# WHAT IS NEEDED
Pick every line from the data below that contains the string "latest" and copy it.

# SUPPLIED MATERIAL
>>>>

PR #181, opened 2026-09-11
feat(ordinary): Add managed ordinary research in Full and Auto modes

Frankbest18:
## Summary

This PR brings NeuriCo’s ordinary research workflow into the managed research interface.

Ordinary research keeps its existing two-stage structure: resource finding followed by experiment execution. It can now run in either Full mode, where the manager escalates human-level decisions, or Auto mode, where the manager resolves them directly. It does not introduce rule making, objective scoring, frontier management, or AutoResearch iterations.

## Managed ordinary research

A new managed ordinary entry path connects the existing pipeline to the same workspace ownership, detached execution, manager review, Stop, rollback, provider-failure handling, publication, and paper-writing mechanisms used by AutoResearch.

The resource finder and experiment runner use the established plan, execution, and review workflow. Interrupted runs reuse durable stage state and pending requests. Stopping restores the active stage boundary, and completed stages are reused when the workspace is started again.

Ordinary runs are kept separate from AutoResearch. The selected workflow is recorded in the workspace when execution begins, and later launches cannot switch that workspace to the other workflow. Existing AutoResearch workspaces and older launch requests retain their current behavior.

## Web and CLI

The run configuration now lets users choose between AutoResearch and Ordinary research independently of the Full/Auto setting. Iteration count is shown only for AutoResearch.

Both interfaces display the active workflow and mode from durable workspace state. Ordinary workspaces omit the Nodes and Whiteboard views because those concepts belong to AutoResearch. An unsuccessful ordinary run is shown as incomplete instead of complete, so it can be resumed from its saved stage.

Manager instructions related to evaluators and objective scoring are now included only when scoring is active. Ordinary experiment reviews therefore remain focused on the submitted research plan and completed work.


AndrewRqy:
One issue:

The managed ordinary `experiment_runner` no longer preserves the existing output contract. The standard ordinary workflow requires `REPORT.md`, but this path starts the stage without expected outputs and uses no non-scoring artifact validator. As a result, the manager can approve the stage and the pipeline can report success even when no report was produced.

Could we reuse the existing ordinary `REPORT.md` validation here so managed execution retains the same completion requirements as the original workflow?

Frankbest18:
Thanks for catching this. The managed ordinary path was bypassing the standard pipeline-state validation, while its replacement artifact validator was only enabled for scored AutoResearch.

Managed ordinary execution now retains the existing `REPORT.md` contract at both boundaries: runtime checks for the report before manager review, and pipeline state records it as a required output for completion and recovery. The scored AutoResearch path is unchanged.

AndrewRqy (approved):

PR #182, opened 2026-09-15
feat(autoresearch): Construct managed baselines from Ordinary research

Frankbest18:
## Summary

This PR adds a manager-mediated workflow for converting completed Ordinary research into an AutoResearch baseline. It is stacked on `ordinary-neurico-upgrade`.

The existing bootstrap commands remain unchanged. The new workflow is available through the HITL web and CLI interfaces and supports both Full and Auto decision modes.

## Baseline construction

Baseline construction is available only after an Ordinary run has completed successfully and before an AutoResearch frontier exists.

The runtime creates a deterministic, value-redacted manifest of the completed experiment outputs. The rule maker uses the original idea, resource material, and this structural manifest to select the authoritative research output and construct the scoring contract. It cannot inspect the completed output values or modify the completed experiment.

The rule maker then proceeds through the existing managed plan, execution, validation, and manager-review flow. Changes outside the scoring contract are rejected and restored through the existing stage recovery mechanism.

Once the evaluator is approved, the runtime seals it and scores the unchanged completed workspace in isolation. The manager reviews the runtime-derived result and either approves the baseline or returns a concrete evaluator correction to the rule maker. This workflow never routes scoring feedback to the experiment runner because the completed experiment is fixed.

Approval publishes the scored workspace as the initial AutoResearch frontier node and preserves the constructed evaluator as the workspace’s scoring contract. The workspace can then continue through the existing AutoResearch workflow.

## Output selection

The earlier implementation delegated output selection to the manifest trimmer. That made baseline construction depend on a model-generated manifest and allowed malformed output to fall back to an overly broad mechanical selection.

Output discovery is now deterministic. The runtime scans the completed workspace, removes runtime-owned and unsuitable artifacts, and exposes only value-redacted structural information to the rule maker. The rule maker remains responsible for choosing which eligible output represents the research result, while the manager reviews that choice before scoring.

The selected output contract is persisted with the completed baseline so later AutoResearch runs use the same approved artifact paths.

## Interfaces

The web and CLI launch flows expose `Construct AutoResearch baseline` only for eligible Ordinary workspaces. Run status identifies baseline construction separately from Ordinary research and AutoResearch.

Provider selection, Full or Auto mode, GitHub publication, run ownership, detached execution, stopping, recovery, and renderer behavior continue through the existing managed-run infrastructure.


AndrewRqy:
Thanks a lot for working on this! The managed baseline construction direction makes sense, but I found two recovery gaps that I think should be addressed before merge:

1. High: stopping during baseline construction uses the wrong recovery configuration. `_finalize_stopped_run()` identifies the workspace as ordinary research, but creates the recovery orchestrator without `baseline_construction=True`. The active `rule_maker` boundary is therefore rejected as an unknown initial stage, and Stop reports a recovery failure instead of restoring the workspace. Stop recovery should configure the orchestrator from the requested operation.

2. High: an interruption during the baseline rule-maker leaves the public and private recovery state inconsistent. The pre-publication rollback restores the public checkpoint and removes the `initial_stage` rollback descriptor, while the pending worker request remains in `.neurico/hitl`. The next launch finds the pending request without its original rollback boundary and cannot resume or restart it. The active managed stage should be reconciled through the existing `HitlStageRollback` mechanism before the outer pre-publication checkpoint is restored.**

<<<<
>>>>

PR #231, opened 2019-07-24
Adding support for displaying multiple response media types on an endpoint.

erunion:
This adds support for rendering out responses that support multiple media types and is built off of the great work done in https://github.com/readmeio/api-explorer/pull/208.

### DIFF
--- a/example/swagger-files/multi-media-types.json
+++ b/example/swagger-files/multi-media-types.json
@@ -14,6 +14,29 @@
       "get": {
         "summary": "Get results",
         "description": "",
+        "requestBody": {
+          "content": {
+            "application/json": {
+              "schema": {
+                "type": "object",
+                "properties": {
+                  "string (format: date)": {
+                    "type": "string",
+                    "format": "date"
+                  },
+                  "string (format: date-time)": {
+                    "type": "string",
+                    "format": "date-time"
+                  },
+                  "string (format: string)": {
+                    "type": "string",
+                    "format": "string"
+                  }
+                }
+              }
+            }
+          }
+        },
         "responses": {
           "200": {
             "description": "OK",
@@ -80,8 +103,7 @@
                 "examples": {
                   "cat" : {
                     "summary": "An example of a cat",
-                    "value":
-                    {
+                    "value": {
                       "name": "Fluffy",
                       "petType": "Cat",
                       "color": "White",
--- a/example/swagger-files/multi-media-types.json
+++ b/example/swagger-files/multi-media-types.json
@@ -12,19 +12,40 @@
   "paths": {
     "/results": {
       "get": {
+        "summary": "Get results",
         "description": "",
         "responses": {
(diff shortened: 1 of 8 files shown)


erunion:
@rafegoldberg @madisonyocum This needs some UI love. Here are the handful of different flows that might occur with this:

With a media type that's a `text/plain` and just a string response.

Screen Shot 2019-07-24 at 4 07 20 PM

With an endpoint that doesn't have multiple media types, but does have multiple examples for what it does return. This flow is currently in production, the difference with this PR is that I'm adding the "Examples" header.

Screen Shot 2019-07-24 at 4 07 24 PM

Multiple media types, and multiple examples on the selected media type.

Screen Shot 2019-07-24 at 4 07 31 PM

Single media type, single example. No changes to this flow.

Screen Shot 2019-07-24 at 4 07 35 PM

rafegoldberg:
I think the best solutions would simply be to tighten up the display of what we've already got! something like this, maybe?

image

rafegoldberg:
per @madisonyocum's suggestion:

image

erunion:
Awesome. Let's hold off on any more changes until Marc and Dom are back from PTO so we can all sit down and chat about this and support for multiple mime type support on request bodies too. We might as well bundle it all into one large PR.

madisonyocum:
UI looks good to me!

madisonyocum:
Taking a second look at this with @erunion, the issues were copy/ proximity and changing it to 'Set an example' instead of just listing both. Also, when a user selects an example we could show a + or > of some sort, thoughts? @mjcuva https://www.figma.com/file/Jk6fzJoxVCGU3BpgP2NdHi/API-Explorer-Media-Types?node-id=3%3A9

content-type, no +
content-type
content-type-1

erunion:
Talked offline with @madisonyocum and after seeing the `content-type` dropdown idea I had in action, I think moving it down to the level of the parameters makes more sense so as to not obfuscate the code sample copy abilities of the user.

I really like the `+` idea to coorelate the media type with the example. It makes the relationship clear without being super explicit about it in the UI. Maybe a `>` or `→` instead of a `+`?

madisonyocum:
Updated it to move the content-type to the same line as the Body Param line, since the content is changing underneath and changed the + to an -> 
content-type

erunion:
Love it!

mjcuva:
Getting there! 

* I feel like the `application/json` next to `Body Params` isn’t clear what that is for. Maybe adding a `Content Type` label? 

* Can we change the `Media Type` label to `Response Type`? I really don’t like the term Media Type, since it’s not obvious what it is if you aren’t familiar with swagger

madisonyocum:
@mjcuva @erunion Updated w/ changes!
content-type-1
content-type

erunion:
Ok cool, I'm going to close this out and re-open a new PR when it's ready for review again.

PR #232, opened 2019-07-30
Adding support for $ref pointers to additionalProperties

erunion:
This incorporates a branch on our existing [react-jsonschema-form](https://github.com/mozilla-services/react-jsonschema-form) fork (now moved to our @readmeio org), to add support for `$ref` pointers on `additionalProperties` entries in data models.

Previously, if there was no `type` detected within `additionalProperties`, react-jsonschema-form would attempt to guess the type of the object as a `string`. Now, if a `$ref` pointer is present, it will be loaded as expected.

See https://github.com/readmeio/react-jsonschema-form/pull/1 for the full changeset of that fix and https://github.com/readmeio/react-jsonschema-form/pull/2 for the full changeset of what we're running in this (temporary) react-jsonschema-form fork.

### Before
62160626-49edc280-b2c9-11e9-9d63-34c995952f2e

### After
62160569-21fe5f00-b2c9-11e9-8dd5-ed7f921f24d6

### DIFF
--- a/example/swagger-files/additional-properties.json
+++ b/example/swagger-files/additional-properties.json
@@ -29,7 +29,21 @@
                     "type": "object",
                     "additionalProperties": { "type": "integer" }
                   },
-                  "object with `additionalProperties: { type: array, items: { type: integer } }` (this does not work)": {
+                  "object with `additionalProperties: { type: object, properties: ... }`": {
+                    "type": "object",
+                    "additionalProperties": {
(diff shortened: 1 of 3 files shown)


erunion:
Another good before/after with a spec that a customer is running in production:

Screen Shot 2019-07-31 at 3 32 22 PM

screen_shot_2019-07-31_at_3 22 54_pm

<<<<
>>>>

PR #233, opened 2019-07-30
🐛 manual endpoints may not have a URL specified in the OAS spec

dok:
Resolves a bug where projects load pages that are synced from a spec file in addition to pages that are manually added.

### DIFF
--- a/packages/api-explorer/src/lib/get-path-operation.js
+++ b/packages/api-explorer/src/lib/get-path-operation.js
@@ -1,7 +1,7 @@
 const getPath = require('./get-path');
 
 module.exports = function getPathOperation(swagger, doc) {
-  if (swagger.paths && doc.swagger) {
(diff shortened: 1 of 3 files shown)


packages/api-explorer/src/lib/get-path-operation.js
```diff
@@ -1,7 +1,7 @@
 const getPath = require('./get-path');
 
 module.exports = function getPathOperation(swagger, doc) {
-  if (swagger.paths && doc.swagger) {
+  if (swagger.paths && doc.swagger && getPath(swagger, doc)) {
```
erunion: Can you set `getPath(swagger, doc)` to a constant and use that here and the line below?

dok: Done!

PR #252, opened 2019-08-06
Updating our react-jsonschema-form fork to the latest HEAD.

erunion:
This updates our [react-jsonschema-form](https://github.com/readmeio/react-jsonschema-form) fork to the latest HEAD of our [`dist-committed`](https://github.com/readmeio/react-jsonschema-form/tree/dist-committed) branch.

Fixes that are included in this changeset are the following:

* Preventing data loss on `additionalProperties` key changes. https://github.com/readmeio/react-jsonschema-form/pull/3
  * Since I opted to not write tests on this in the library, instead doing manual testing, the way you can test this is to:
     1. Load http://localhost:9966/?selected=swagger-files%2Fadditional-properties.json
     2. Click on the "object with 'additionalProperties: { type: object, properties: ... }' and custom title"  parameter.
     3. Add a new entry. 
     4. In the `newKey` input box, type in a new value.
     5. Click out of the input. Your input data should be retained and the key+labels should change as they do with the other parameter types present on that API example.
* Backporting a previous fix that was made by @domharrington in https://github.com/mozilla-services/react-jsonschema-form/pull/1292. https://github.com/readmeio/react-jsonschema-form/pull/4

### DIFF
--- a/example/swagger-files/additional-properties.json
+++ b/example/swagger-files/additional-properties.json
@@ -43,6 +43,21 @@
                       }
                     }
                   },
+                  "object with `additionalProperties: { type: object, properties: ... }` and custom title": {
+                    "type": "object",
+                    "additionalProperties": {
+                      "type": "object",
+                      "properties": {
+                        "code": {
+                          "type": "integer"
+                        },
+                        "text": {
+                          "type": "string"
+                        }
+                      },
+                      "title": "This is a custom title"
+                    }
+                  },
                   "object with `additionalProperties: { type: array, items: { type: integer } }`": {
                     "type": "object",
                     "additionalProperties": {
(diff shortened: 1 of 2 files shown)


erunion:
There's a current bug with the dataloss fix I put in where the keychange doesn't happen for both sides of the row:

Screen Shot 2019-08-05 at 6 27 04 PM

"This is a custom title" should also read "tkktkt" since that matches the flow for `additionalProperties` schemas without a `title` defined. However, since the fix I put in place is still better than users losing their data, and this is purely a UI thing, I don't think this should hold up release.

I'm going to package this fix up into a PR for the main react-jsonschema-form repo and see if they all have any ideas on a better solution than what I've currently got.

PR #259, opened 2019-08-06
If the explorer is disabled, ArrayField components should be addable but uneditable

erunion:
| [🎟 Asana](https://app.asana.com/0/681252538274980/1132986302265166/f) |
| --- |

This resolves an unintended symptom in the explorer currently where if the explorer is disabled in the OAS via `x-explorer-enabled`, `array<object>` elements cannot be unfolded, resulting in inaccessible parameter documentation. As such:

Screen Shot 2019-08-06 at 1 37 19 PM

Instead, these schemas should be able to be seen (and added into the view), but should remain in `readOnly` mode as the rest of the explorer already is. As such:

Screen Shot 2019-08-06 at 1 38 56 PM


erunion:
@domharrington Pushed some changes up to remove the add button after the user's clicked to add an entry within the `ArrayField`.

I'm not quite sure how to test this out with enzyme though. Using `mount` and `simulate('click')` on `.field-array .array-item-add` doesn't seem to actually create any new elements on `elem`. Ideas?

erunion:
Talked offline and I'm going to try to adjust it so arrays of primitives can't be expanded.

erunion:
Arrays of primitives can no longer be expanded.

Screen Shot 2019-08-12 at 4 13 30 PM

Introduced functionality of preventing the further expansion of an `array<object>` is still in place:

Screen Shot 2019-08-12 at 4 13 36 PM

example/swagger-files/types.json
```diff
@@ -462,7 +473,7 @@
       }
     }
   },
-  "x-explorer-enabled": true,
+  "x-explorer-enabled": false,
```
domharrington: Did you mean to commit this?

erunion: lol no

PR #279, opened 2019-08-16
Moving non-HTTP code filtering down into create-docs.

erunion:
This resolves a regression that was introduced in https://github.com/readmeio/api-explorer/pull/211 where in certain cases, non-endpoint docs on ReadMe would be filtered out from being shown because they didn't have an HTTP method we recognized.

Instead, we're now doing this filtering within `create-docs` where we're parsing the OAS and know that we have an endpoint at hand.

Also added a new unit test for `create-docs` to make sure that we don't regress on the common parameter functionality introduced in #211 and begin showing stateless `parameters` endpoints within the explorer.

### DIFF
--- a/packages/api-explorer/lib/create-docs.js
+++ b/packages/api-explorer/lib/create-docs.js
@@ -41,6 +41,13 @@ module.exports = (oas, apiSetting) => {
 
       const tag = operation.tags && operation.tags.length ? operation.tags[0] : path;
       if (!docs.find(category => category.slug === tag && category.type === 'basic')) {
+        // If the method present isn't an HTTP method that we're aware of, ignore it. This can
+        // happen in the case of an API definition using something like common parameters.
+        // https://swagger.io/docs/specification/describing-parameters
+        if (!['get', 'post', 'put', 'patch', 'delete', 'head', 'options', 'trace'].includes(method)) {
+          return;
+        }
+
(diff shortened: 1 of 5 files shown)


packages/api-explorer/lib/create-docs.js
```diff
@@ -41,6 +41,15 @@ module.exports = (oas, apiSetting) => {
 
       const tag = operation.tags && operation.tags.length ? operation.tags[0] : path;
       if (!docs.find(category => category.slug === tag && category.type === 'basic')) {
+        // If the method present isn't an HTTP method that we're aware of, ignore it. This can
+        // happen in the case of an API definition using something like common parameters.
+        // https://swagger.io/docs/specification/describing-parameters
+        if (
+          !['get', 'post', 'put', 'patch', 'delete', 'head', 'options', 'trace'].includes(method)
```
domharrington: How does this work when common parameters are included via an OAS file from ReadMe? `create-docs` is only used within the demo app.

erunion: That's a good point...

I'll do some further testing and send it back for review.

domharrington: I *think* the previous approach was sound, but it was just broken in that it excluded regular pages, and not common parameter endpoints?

<<<<

# RESPONSE FOR THIS EXERCISE
Updating our react-jsonschema-form fork to the latest HEAD.
This updates our [react-jsonschema-form](https://github.com/readmeio/react-jsonschema-form) fork to the latest HEAD of our [`dist-committed`](https://github.com/readmeio/react-jsonschema-form/tree/dist-committed) branch.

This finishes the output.